= TASK TO CARRY OUT =
Below are the entries; count how many lines contain the word "still" and reply with that number alone.

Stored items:
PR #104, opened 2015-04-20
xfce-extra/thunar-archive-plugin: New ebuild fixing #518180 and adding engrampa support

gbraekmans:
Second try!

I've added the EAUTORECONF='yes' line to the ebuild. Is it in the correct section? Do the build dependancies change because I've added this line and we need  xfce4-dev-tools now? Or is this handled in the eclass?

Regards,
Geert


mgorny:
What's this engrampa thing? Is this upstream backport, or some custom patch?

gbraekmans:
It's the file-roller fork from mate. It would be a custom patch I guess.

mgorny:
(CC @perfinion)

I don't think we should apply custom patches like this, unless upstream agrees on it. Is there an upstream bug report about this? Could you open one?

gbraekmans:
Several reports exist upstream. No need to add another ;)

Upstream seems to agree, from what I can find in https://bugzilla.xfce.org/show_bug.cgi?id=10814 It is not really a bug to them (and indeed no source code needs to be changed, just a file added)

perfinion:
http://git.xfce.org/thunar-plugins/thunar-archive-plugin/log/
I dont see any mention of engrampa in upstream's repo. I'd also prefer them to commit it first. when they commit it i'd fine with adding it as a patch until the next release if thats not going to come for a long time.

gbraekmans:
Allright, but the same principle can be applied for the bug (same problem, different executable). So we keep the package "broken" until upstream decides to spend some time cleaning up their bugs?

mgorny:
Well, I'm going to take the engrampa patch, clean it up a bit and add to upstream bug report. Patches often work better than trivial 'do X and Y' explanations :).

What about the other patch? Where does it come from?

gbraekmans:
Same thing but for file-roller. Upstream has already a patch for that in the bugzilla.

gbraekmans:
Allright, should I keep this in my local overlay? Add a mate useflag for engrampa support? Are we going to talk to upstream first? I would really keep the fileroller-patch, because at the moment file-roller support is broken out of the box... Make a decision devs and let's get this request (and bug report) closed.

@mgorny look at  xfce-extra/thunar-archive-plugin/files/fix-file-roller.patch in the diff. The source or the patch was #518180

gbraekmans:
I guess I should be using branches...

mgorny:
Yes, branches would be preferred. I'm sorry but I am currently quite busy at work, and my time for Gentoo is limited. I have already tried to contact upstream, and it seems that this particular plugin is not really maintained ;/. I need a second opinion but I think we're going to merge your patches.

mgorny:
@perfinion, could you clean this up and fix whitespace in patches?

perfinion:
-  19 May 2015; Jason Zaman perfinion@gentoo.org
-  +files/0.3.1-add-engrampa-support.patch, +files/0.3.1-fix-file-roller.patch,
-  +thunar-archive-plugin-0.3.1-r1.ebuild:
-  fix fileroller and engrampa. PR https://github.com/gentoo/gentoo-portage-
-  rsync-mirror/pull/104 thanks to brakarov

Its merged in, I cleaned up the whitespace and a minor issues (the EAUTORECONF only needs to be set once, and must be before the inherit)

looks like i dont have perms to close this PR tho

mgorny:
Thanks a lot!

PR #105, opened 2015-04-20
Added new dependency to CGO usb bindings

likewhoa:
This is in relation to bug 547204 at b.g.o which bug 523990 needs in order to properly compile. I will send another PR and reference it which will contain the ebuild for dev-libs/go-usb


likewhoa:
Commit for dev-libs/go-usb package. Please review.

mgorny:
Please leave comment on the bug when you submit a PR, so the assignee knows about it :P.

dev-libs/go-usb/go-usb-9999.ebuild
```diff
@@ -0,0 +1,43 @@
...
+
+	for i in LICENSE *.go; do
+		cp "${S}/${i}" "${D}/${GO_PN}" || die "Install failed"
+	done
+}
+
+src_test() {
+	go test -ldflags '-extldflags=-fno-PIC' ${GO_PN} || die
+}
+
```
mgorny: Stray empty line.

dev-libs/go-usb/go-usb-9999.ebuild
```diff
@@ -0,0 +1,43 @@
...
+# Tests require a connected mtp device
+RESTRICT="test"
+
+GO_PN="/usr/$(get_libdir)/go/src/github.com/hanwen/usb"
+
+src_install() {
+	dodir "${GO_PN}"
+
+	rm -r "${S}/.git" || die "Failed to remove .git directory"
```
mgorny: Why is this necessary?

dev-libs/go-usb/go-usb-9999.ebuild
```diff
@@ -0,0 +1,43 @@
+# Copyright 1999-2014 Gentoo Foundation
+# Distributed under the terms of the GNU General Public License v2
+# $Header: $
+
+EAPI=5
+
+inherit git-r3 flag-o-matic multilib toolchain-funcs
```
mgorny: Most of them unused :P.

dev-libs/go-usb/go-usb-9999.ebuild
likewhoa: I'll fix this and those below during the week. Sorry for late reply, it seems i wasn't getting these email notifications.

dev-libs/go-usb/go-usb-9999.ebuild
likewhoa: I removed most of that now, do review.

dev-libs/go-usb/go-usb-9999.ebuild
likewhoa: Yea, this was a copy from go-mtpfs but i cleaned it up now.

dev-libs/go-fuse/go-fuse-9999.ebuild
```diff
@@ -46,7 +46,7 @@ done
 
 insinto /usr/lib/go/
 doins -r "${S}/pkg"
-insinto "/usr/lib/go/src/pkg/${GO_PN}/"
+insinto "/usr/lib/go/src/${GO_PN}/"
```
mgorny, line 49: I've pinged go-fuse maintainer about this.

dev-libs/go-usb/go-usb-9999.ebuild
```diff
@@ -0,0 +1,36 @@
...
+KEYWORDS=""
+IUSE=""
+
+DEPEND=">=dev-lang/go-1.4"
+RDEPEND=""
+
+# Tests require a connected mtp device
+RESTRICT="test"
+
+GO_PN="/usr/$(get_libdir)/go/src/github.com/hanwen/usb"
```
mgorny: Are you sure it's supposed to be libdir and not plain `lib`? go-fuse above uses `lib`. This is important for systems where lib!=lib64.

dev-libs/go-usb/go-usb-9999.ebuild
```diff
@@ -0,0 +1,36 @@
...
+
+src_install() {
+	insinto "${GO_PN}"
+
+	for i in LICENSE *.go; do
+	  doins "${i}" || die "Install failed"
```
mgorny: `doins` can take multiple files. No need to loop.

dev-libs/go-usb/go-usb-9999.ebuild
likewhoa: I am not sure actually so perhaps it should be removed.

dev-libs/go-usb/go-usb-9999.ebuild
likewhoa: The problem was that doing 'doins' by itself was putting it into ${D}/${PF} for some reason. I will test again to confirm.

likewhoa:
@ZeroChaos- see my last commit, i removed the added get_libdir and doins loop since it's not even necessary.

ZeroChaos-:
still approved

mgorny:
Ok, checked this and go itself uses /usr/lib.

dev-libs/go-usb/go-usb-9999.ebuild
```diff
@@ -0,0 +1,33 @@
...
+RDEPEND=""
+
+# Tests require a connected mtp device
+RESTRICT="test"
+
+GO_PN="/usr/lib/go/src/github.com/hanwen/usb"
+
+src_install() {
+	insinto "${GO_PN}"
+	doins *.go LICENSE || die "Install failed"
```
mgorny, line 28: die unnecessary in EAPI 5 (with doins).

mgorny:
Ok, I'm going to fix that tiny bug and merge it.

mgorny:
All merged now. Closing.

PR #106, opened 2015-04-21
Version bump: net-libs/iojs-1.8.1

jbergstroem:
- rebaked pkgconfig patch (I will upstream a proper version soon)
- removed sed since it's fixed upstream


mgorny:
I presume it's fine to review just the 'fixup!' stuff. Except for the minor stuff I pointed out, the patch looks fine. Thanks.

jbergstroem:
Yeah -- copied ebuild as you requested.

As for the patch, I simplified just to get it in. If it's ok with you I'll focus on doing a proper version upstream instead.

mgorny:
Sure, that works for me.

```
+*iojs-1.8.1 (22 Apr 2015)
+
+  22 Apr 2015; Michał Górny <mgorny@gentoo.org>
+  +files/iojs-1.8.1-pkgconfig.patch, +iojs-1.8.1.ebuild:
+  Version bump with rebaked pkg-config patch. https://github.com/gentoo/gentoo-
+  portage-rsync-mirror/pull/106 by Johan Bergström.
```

--

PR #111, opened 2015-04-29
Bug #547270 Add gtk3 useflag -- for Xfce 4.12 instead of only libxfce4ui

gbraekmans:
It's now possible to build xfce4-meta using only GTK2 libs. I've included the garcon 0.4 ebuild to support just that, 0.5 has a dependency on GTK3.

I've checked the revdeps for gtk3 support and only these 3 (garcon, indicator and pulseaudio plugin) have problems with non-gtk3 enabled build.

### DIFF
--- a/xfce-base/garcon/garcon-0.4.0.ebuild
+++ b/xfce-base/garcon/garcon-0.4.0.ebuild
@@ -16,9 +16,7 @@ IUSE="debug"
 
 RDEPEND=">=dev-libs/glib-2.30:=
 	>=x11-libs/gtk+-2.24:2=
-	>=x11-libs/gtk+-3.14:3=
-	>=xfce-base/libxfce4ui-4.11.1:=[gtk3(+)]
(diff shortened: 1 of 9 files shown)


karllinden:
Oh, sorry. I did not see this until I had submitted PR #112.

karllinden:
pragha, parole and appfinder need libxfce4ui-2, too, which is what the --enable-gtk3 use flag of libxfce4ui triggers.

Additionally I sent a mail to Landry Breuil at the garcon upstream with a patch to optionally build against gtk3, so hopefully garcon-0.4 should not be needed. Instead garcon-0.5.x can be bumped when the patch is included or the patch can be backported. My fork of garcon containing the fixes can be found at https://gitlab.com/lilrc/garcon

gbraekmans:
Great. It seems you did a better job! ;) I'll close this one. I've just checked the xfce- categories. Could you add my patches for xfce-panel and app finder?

...

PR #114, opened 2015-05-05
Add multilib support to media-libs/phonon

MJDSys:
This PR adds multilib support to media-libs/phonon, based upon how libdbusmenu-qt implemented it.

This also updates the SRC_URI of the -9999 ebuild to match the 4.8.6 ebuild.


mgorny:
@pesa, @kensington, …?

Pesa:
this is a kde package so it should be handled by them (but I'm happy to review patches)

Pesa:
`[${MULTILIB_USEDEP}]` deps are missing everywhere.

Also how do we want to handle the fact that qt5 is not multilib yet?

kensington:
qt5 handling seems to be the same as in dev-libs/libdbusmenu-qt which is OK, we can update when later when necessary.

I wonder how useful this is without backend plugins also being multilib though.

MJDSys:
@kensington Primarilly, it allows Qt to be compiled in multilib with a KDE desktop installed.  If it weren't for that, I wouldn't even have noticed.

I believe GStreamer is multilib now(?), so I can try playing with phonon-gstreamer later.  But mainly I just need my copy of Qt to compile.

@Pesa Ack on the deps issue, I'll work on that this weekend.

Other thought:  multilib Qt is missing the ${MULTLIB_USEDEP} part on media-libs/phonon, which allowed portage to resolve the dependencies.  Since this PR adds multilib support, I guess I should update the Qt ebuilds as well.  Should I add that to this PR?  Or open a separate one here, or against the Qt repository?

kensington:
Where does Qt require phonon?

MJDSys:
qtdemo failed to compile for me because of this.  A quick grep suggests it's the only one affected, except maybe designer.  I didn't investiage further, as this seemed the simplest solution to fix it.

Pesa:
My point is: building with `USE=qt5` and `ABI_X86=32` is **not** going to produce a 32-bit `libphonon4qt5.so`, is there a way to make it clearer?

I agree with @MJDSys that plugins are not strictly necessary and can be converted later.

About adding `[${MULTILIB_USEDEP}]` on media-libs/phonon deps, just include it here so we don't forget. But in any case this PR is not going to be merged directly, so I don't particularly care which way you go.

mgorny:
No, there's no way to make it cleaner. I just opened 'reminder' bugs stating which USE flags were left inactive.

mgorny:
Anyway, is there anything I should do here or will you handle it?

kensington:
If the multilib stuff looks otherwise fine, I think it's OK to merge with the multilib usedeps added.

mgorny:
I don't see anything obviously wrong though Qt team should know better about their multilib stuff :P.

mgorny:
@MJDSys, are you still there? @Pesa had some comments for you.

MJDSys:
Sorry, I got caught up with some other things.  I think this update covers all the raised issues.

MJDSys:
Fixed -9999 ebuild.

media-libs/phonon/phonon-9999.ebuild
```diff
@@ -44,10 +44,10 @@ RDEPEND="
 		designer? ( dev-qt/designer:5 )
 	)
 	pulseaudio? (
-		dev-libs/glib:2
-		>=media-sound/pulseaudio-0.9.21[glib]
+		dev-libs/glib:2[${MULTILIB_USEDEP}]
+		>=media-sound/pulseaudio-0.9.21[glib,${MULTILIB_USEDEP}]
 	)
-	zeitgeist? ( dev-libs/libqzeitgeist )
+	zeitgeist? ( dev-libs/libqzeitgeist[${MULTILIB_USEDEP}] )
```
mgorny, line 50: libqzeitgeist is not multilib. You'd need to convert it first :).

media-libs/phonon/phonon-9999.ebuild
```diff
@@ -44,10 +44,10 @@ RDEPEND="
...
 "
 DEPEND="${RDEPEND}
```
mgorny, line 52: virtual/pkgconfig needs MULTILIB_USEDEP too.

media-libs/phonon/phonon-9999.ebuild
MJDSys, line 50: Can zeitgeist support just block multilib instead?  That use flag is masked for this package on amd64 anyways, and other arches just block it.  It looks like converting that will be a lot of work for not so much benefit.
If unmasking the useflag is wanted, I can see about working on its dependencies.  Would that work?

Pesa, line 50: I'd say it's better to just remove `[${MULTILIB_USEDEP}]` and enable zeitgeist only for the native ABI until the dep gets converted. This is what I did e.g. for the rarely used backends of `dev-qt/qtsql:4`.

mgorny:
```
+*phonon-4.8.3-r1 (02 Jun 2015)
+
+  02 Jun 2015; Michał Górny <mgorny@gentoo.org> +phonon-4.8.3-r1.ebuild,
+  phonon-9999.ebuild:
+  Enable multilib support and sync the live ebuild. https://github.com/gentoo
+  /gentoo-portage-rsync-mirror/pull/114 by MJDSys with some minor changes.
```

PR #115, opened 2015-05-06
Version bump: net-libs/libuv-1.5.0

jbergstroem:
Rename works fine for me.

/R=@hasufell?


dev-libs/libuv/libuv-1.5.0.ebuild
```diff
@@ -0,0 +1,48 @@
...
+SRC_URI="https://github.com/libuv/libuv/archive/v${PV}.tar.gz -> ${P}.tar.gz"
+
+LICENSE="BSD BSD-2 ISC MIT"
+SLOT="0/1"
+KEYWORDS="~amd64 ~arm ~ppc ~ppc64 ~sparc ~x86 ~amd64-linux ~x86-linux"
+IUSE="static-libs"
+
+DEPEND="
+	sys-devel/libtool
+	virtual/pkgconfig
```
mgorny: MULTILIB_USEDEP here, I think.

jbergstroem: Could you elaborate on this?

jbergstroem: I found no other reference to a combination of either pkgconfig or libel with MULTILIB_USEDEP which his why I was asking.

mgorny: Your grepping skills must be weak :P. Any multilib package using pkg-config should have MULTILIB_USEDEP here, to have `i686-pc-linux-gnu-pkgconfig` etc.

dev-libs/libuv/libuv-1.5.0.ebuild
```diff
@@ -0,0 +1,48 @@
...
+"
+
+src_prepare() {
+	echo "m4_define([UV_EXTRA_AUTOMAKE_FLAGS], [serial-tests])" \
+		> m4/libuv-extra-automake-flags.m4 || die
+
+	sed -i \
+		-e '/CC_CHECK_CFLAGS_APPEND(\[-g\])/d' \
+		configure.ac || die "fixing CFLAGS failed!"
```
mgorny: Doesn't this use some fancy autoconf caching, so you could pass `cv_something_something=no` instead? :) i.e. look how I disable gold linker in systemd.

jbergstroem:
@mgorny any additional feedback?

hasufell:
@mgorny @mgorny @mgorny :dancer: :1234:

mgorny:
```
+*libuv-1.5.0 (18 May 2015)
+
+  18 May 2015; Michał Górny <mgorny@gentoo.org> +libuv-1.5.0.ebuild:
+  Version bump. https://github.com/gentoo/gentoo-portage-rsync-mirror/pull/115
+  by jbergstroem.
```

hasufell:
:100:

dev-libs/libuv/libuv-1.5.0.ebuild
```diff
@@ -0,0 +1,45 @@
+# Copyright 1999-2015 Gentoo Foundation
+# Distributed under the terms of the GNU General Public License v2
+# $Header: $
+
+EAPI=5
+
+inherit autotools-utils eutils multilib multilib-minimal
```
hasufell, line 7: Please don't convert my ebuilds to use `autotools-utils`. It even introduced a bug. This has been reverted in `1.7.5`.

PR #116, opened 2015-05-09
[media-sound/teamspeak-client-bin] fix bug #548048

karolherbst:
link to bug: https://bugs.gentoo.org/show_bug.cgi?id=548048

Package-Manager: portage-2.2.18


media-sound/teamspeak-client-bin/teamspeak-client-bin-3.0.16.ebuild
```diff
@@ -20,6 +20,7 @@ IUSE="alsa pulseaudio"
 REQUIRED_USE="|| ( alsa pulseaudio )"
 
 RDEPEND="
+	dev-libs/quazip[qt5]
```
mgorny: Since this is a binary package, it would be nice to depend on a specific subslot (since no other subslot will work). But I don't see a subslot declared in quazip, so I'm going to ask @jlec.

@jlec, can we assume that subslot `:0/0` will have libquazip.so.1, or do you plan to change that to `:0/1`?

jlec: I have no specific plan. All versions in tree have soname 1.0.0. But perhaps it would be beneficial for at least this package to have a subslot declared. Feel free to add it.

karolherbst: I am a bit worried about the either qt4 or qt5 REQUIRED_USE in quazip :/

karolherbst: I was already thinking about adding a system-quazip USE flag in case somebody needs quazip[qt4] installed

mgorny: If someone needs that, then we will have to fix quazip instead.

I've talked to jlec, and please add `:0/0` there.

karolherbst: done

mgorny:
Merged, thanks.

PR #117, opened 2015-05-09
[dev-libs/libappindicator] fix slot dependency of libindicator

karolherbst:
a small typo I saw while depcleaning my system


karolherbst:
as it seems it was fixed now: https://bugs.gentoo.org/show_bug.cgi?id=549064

= RESPONSE =
2